[RECORD SET — start]

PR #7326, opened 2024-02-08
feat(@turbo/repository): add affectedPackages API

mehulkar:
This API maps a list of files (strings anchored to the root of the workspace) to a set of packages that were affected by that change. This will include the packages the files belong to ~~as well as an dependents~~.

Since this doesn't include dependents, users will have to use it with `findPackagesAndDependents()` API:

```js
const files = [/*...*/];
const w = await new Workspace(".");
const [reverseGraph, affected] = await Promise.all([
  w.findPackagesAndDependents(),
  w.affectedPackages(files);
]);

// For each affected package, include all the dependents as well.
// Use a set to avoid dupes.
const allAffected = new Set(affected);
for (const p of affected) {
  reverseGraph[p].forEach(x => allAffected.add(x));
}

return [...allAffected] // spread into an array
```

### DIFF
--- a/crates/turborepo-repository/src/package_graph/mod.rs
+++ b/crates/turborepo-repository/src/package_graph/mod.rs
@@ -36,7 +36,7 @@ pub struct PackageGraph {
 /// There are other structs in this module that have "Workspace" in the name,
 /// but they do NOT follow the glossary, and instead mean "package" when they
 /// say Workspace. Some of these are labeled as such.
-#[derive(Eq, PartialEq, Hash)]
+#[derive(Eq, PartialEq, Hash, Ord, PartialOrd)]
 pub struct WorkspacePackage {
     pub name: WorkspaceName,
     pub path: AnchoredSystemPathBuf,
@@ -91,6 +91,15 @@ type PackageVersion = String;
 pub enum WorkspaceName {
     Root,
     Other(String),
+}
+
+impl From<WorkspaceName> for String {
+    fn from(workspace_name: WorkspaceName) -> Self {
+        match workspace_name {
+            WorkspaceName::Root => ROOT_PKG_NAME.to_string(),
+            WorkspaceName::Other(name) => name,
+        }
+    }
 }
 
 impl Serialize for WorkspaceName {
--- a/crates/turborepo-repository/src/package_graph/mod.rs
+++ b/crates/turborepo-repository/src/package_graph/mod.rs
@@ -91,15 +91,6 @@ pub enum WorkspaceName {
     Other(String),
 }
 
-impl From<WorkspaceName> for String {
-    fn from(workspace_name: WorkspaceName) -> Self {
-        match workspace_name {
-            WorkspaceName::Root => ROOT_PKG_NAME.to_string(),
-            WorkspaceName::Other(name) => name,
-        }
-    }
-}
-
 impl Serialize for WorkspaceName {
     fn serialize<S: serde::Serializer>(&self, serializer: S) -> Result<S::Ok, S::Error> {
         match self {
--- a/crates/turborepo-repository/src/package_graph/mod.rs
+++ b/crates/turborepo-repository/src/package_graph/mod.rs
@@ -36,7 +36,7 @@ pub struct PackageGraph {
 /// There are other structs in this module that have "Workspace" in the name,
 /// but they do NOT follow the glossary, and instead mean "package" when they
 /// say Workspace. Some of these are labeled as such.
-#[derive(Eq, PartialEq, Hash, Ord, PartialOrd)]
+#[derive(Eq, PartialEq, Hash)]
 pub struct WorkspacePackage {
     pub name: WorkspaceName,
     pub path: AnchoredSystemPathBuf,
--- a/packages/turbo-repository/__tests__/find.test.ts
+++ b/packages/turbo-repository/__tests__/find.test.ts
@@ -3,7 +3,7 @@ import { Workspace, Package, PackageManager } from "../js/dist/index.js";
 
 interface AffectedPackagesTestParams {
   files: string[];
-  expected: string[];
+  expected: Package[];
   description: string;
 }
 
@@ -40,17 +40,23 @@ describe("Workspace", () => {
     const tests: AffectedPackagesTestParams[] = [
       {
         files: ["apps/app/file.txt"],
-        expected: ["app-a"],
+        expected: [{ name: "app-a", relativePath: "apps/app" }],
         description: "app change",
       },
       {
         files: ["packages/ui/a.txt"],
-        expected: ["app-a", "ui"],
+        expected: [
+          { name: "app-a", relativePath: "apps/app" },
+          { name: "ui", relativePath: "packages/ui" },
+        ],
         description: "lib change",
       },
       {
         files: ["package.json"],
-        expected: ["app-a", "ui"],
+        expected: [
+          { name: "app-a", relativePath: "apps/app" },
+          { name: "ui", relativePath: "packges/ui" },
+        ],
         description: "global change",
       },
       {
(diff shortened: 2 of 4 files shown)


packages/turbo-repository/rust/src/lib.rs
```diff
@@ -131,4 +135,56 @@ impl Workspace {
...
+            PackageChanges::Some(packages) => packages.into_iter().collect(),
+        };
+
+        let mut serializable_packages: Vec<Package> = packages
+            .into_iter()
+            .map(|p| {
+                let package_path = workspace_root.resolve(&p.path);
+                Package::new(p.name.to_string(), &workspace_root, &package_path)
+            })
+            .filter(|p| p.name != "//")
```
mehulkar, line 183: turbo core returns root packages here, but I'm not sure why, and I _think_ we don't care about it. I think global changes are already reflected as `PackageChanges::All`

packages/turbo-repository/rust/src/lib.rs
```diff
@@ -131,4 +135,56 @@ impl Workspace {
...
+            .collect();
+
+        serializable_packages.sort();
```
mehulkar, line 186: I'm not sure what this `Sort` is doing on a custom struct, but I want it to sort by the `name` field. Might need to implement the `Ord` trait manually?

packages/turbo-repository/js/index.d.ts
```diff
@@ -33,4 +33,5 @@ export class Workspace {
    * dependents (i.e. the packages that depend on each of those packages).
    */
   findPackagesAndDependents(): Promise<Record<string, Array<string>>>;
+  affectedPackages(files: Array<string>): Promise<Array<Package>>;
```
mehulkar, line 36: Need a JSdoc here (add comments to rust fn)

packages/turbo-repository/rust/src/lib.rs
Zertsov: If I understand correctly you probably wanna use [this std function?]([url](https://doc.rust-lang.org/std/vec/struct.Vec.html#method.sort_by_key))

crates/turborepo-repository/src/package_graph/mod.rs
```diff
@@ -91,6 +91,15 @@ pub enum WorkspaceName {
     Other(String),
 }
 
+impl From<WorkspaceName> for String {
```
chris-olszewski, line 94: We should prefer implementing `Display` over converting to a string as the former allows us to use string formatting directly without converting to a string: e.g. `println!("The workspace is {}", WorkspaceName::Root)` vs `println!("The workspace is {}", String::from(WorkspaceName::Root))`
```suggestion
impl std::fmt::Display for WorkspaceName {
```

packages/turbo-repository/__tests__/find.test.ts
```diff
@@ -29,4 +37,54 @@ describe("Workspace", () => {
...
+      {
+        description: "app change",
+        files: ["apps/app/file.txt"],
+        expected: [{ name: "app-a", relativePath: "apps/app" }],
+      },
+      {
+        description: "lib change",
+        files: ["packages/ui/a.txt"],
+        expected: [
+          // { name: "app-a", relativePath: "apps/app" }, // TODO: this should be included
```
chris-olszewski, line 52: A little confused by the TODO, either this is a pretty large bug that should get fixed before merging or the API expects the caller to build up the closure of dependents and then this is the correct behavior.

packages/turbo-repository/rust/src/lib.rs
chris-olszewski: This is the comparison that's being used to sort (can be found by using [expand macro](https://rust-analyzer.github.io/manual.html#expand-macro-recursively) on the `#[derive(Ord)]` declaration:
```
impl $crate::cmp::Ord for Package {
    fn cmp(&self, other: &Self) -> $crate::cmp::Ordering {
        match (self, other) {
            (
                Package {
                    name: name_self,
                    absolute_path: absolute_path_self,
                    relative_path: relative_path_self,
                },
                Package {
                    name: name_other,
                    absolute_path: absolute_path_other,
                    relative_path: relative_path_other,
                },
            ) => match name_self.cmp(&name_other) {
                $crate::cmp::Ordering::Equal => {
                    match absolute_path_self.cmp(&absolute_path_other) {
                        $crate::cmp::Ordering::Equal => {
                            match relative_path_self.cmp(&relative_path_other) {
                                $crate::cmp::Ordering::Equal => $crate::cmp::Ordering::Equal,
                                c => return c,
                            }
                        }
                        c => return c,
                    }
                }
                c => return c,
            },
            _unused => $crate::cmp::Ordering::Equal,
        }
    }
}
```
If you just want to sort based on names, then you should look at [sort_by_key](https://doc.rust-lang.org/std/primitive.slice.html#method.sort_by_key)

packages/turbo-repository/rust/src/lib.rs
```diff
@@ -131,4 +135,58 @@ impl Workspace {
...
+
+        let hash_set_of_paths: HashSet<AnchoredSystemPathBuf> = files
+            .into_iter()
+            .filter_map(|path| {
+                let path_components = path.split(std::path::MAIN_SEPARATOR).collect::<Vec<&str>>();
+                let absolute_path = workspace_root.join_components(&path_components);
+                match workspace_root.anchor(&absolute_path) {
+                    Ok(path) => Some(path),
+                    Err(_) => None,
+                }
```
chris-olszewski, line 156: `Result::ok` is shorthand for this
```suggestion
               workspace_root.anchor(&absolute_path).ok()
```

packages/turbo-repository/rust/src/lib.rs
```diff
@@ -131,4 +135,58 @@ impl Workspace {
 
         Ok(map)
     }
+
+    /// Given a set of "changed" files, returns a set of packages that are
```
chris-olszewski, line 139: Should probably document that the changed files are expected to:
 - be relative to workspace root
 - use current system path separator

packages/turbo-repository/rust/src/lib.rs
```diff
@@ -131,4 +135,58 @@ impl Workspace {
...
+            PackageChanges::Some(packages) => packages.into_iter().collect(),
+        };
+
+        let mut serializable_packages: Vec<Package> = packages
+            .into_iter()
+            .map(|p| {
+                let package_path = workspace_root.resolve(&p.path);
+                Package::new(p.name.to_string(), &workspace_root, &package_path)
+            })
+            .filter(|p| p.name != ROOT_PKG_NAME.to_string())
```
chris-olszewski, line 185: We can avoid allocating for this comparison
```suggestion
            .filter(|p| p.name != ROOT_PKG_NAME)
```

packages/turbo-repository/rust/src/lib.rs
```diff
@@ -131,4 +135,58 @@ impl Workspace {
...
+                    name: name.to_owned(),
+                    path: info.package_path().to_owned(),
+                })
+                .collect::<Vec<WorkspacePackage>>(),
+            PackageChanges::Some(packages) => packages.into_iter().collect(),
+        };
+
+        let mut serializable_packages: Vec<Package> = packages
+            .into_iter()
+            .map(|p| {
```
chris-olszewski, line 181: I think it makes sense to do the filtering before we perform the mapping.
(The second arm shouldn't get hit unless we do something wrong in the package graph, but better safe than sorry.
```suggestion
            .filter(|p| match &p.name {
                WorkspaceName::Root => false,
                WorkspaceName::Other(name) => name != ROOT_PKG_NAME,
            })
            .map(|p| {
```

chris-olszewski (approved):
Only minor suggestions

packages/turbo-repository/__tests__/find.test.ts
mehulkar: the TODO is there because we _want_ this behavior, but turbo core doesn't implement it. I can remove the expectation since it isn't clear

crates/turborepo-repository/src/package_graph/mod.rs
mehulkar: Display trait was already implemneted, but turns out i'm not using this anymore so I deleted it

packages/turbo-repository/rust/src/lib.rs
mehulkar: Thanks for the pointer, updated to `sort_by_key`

[RECORD SET — finish]
[RECORD SET — start]

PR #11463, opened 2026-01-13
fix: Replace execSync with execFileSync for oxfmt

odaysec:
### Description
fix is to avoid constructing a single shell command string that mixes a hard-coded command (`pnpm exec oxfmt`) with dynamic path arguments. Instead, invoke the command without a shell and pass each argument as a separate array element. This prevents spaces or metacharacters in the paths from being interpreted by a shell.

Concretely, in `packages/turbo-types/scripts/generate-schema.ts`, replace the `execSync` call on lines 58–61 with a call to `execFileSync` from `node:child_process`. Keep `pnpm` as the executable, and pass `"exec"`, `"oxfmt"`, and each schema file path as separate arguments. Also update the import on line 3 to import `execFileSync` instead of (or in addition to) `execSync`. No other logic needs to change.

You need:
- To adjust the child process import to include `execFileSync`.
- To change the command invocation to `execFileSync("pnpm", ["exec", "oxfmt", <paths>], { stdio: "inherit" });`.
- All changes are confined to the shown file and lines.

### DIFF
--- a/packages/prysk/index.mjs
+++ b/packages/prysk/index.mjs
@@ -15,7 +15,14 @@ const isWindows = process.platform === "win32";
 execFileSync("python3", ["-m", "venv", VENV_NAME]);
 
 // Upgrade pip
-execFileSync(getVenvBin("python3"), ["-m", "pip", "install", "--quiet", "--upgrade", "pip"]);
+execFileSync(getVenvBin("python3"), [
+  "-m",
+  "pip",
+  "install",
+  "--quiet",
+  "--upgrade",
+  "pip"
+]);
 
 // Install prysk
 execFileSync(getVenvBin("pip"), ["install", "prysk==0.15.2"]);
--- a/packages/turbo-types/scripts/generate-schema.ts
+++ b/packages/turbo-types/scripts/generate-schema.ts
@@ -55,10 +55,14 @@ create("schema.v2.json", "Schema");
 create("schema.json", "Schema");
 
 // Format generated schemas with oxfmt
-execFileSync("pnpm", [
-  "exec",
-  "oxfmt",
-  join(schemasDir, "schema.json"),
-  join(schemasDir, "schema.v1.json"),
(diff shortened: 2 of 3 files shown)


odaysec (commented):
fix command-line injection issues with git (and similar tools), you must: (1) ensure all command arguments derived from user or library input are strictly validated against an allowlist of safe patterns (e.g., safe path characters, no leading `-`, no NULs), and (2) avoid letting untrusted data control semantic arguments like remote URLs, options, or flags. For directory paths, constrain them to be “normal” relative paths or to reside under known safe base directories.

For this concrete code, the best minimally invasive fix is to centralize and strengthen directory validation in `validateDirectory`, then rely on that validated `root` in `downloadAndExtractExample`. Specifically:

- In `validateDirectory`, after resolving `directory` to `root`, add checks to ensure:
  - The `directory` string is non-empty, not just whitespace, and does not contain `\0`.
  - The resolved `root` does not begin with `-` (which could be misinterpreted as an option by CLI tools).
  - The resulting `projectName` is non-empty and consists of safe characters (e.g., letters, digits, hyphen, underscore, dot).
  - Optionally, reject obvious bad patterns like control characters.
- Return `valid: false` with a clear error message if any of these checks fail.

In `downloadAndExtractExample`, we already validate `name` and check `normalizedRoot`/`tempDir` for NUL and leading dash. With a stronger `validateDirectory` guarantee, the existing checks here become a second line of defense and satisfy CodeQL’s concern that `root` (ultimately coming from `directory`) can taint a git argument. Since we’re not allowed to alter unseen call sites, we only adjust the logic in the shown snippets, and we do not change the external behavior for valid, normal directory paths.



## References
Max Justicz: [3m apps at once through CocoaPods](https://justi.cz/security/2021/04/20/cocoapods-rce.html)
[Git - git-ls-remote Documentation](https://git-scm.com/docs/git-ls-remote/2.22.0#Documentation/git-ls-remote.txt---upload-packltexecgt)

[RECORD SET — finish]
[RECORD SET — start]

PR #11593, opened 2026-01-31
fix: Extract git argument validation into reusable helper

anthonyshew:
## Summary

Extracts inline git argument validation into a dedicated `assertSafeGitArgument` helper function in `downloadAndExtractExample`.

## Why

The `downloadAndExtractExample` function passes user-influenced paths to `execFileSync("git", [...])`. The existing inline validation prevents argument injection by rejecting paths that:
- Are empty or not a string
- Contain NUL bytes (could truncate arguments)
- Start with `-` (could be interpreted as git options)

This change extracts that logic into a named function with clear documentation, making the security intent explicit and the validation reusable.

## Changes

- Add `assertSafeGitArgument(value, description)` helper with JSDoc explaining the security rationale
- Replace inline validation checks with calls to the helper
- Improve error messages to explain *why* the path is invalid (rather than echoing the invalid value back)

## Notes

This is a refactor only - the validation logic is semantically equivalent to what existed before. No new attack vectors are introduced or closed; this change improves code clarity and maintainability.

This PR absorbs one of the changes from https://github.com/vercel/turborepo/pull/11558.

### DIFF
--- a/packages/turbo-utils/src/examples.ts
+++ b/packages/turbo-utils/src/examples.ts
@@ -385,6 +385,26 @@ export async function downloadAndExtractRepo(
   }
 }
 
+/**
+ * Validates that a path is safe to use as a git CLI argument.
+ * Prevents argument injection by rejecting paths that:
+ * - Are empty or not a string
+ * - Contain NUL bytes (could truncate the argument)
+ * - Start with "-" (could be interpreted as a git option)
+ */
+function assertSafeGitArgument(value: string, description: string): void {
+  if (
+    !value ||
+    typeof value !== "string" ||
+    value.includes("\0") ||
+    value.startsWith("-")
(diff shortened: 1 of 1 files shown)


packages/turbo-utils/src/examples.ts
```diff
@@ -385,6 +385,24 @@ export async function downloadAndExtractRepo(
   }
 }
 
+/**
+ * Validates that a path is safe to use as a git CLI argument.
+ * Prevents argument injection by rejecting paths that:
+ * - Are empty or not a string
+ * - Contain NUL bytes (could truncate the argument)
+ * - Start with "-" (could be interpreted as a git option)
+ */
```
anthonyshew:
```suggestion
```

[RECORD SET — finish]

▶ INSTRUCTIONS FOR THE TASK: Looking at the entries above, copy out every line in which "already" occurs.

▶ RESPONSE BELOW:
mehulkar, line 183: turbo core returns root packages here, but I'm not sure why, and I _think_ we don't care about it. I think global changes are already reflected as `PackageChanges::All`
mehulkar: Display trait was already implemneted, but turns out i'm not using this anymore so I deleted it
In `downloadAndExtractExample`, we already validate `name` and check `normalizedRoot`/`tempDir` for NUL and leading dash. With a stronger `validateDirectory` guarantee, the existing checks here become a second line of defense and satisfy CodeQL’s concern that `root` (ultimately coming from `directory`) can taint a git argument. Since we’re not allowed to alter unseen call sites, we only adjust the logic in the shown snippets, and we do not change the external behavior for valid, normal directory paths.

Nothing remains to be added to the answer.